6. Diluição das percepções mais óbvias mediante apelo a estereótipos relativistas, desconstrucionistas,
pragmatistas, ceticistas, etc., quase sempre para justificar alguma opinião idiota que assim fica dispensada de
apresentar suas razões.
7. Talvez não devessem sequer ser colocadas em linha de exame as argumentações fundadas no puro e
grosso interesse grupal, quando não no desejo de prazer. Quando o sr. Luiz Mott diz que Jesus era gay , o
que ele quer dizer é apenas que aprecia tanto as práticas homossexuais que desejaria fazer delas uma
revelação divina. Ma non è uma cosa seria.
Há também instrumentos pseudo-retóricos de uma torpeza sem par que são de uso comum e endêmico em
todos esses casos. Um deles é a definição arbitrária dos termos, forjada para levar automaticamente a uma
conclusão previamente escolhida. Por exemplo, o sujeito argumenta que as religiões são a maior causa de
violência assassina, e quando objetamos que as ideologias materialistas e científicas mataram muito mais
gente, responde que as inclui na definição de “religiões”. Outro é o argumentum ad ignorantiam : apelar à
própria ignorância da existência de alguma coisa como prova de que a coisa efetivamente inexiste. A lista
seria longa e fastidiosa. Não diferiria, em substância, daquela apresentada por Schopenhauer na sua
Dialética Erística , apenas com o acréscimo peculiarmente brasileiro de que os próprios nomes latinos dos
estratagemas erísticos, depois da edição que fiz desse livro, viraram instrumentos usuais e adornos eruditos
dos modos de argumentação acima mencionados.
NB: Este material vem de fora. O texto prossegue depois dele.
Issue #7742, opened 2019-09-17
WNP 70 Instrumentation Plan - Analytics


ejregithub:
***Tasks***
- [ ] Create instrumentation plan
- [ ] Work with dev for including instrumentation, tags in the coded page, in #7677

sghoseWI:
WNP 70 Analytics Instrumentation:
On ‘Sign Up for Monitor’ button:
data-cta-type=“whatsnew70-Monitor”
data-cta-position="Primary"

On SUMO/Lockwise/Release Notes links
utm_source=www.mozilla.org-whatsnew70
utm_campaign=whatsnew70
utm_medium=referral

sghoseWI:
Conventions
-----------

When choosing URL parameter values, the following conventions help support uniformity in code and predictability in retroactive analysis.

* Use lower case characters in parameter values.
* Separate words in parameter values with hyphens.
* Follow parameter naming patterns established in previous iterations of a page.

hoosteeno:
@sghoseWI can you update with the latest here?

sghoseWI:
@hoosteeno Done (edited previous comment above to avoid confusion) - thanks!

Issue #7677, opened 2019-09-06
WNP 70 code


ejregithub:
## Description

Code the WNP 70 page.
Epic - https://github.com/mozilla/bedrock/issues/7678

---

#### :yellow_heart: Success Criteria :yellow_heart:
- [ ] Page is live in Production October 11

#### :heavy_exclamation_mark: Risks :heavy_exclamation_mark:
- [ ] This is an example of a risk. Use a checklist!
- [ ] This is an example of a risk.

#### Tasks
- [ ] Code it

hoosteeno:
Like the protection report page, this page will have 3 states to determine the CTA:

For Firefox 70+: See what Firefox has blocked for you (uses [a new uiTour function](https://bugzilla.mozilla.org/show_bug.cgi?id=1577031) to open a newtab)
For Firefox <70: [Update your Firefox browser](https://support.mozilla.org/kb/update-firefox-latest-release)
For non-Fx: [Download the Firefox browser](https://www.mozilla.org/firefox/download/thanks/) 

The first two of these should be instrumented with our Generic CTA datalayer attributes. The third is instrumented already. @sghoseWI do you agree about this? Do you have ideas for the actual attribute values?

amychurchwell:
![image](https://user-images.githubusercontent.com/30483988/65799997-442a2700-e12a-11e9-88d6-6d4a6e6686f9.png)
(design for my quick reference.)

hoosteeno:
We need localized strings in fr/de. @ejregithub can you help us keep this moving?

ejregithub:
@hoosteeno - yes, the card in Airtable is for just that  - https://airtable.com/tbl05XxAo8cjqzcvY/viw9kla3Mmk5qMErn/recCbq6Mccece15dL  - I've added you to the Slack channel #marketing-l10n-requests, where you can see the same request to Anika and Malcolm that I posted yesterday (Sunday).

amychurchwell:
instrumentation for reference - https://github.com/mozilla/bedrock/issues/7742

cgonz0:
@amychurchwell  **Design feedback below**
UI is looking awesome - please let me know if you have any questions or need me to clear anything up.
___________________________________

**Conditional content -- Signed in/Signed out of Firefox account:**

- Currently, for both: 
_Have you checked out Firefox Monitor? It’s included with your Firefox account. 
Button: “Sign Up for Monitor”_

- Should be:
[...]

PR #7829, opened 2019-10-04
Add whatsnew page for Firefox 70 (#7677)

amychurchwell:
## Description

Adds a whatsnew page for Firefox 70, with locale-specific templates for English, French, and German.

⚠️ **This page needs to go to production on October 10th.**

## Issue / Bugzilla link
#7677

## Testing
➡️ [https://bedrock-demo-achurchwell.oregon-b.moz.works/firefox/70.0/whatsnew/](https://bedrock-demo-achurchwell.oregon-b.moz.works/firefox/70.0/whatsnew/)

- [x] **English, French, and German** locales receive templates with [hard-coded strings](https://docs.google.com/spreadsheets/d/1P_dICdX2eoxxZI3VK3pbxsLY1r4YneOi4yn3zqM-n_M/edit?ts=5d931779#gid=757298539) & **monitor CTA**.
- [x] All other locales have the **protection report** (`about:protections`) as main CTA.
- [x] [Follows instrumentation format.](#7742)
- [x] All JS-dependent CTAs have `href` fallbacks with correct utm params.

**Protection Report CTA** receives the following states:
- For Firefox 70+: See what Firefox has blocked for you. `Mozilla.UITour.showProtectionReport()`
- For Firefox <70: Update your Firefox browser.
- For non-Fx: Download the Firefox browser.


bedrock/firefox/templates/firefox/whatsnew/whatsnew-fx70-de.html
```diff
@@ -0,0 +1,114 @@
...
+
+          <h3 class="c-picto-block-title">{{ _('Lass über 2000 Arten von Online-Trackern einfach blockieren – standardmäßig.') }}</h3>
+          <div class="c-picto-block-body">
+            <p>{{ _('Alle Firefox Browser für Desktop und Mobile kommen mit standardmäßig eingestelltem verbesserten Tracking-Schutz.') }}</p>
+            <a class="mzp-c-cta-link show-firefox-desktop-70 js-open-about-protections" href="https://support.mozilla.org/kb/enhanced-tracking-protection-firefox-desktop/?utm_source={{ _entrypoint }}&utm_medium=referral&utm_campaign={{ _utm_campaign }}&entrypoint={{ _entrypoint }}">{{ _('Sehen, was Firefox für dich geblockt hat') }}</a>
+
+            <a class="mzp-c-cta-link show-firefox-desktop-old" href="https://support.mozilla.org/kb/update-firefox-latest-release/?utm_source={{ _entrypoint }}&utm_medium=referral&utm_campaign={{ _utm_campaign }}&entrypoint={{ _entrypoint }}">{{ _('Firefox Browser updaten') }}</a>
+
+            <div class="show-default">
+              {{ download_firefox(alt_copy=_('Lad dir den Firefox Browser herunter'), download_location='primary cta', button_color='mzp-c-button mzp-t-primary mzp-t-product') }}
```
alexgibson: Should this be `download_location='secondary cta'`? (same for other locale-specific templates).

media/js/firefox/whatsnew/whatsnew-70.js
```diff
@@ -0,0 +1,59 @@
...
+            document.querySelector('main').classList.add('state-firefox-desktop-70');
+
+            // Intercept link clicks to open about:protections page using UITour.
+            Mozilla.UITour.ping(function() {
+                var protectionReportLinks = document.querySelectorAll('.js-open-about-protections');
+                var lockwiseLinks = document.querySelectorAll('.js-open-lockwise');
+
+                // For UI Tour CTAs, we will treat these more as an action rather than a page navigation.
+                for (var i = 0; i < protectionReportLinks.length; i++) {
+                    protectionReportLinks[i].setAttribute('role', 'button');
```
alexgibson: I flip-flopped on this multiple times when working on the privacy/products page, but in the end I decided to omit `role="button"` here. 

I think I agree with your original thought that this does feel more like a destination, rather than an action. It just happens to be an in-product page, instead of one on the www.

One thing I did do to help solidify this was to add `protectionReportLinks[i].href = 'about:protections';`, which overwrites the existing sumo links, and gives better context to where the link now points to. Worth adding here instead?

media/static-bundles.json
```diff
@@ -1074,6 +1080,17 @@
       ],
       "name": "firefox_whatsnew_69"
     },
+    {
+      "files": [
+        "js/base/uitour-lib.js",
+        "js/base/mozilla-fxa.js",
+        "js/base/mozilla-fxa-init.js",
+        "js/base/mozilla-monitor-button.js",
```
alexgibson: Need to add `mozilla-monitor-button-init.js` here too?

Is it ok for the minotor button Js to be run from all versions of this page, or should it only be from the templates that feature a sign-in button?

amychurchwell:
**String change**

`2000+ types of trackers blocked — automatically`
to `2000+ trackers blocked — automatically`

**German**: `Wir blocken über 2.000 Tracker – automatisch`

media/static-bundles.json
amychurchwell: @alexgibson do you think that there is an excessive performance trade-off for including it on all versions? I didn't originally plan to make separate bundles, but I could.

alexgibson: I wouldn't worry too much about performance, as the files are pretty small and will be minified. I was more wondering if redundant metrics flow requests could somehow skew some analytics somewhere on the FxA side? It may be fine though, I don't really know.

amychurchwell: oooh, excellent point. I am not sure either, so let's separate it just to be safe.

media/js/firefox/whatsnew/whatsnew-70.js
amychurchwell: Sounds good. I think I will keep the current logic for the lockwise links because that does feel like more of an action vs. a destination.

amychurchwell:
Adding blocked label while we wait on the new French string.

amychurchwell:
instrumentation reference - https://github.com/mozilla/bedrock/issues/7742#issuecomment-535716469

bedrock/firefox/templates/firefox/whatsnew/whatsnew-fx70-en.html
```diff
@@ -0,0 +1,114 @@
...
+    </div>
+  </header>
+
+  <section class="content-main">
+    <div class="mzp-l-content">
+      <div class="mzp-c-box-emphasis">
+        <img class="c-emphasis-box-logo" src="{{ static('img/logos/firefox/logo-monitor.svg') }}" alt="">
+        <h2 class="c-emphasis-box-title">
+          {{ _('Have you checked out Firefox Monitor?') }}
+          <span class="show-fxa-supported-signed-in">{{ _('It’s included with your Firefox account.') }}</span>
```
amychurchwell: @craigcook the line "It's included with your Firefox account." is being shown to all fx users. Other places I use `show-fxa-supported-signed-in` this is not the case, is there something about this nesting that is voiding that css hook?

image

media/css/firefox/whatsnew/whatsnew-70.scss
```diff
@@ -0,0 +1,212 @@
...
+        display: block;
+        margin: 0 auto $spacing-lg;
+        width: 50px;
+    }
+
+    .c-emphasis-box-title {
+        @include text-display-sm;
+
+        span {
+            display: inline;
```
craigcook: That "It’s included with your Firefox account." bit is showing for all users because of this rule. You might need more specificity on a hiding rule, or maybe this rule isn't needed?

bedrock/firefox/templates/firefox/whatsnew/whatsnew-fx70-en.html
craigcook: Added a comment on the specific line. There's a more specific rule setting this to display.

`.mzp-c-box-emphasis .c-emphasis-box-title span {
    display: inline;
}`

media/css/firefox/whatsnew/whatsnew-70.scss
amychurchwell: I included the `inline` property because `show-fxa-supported-signed-in` adds a class of `display: block` which separates the span on a different line. 
writing:
```
body.state-fxa-supported-signed-in {
    span.show-fxa-supported-signed-in {
        display: inline;
    }
}
```
for more specificity.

A expressão argumentum ad hominem , usada de maneiras
barbaramente impróprias, tornou-se presença infalível nessas conversações.
Esses estilos esgotam o repertório dos modos de argumentação em uso nos debates públicos neste país. O
que há de comum entre todos eles é a total leviandade com que evitam o exame efetivo das questões que
abordam.
Desde Aristóteles, sabe-se que toda busca da verdade em questões controversas parte do exame das opiniões
existentes. Cada uma destas deve ser conhecida em profundidade e sem julgamento prévio, até que o
laborioso acúmulo de muitas perspectivas contraditórias faça o objeto em questão aparecer tal como é em si
mesmo, acima das diferenças de pontos de vista. Esse método não é infalível, mas é o único que existe.
Todos os estilos de argumentação que apontei acima tratam de evitá-lo como à peste. Não apenas fogem à
contradição e às dificuldades, mas cada um deles consiste materialmente numa simples casamata de palavras
erigida em torno de algum desejo ou preferência, de algum preconceito no sentido mais estrito do termo. No
fundo, todos são apenas instrumentos de autodefesa psicológica ante as contradições e perplexidades da
vida. Todas as opiniões, com efeito, nascem de alguma reação à experiência vivida, mas muitas delas são
uma reação de fuga, o fechamento neurótico numa redoma de palavras. São expressões de almas frágeis e
vacilantes, que se apegam a opiniões como se fossem amuletos, para escapar ao terror da incerteza, ao
thambos aristotélico, portanto à possibilidade mesma de acesso à verdade.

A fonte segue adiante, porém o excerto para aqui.